■ **WORK REQUIRED**:
Return the full listing exactly as it is written.

■ **DATA**:
══════════
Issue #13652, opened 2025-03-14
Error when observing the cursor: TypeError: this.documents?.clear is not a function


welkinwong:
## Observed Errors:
══════════
■ **REPLY TO THE TASK**:
Issue #13652, opened 2025-03-14
Error when observing the cursor: TypeError: this.documents?.clear is not a function


welkinwong:
## Observed Errors:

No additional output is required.